What is required:
Your answer should be one number, the count of lines in the listing below containing the word "foobar".

Data extract:
==========

Issue #218, opened 2021-04-19
`npm run format` can break doxygen `{@link foobar}` comments


Samulus:
I noticed this while fixing the documentation on my recently merged PR. You have to take special care to avoid clang-format from wrapping a `{@link foobar}` declaration to another line (this breaks the rendered doxygen html)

==========

Exercise solution:
2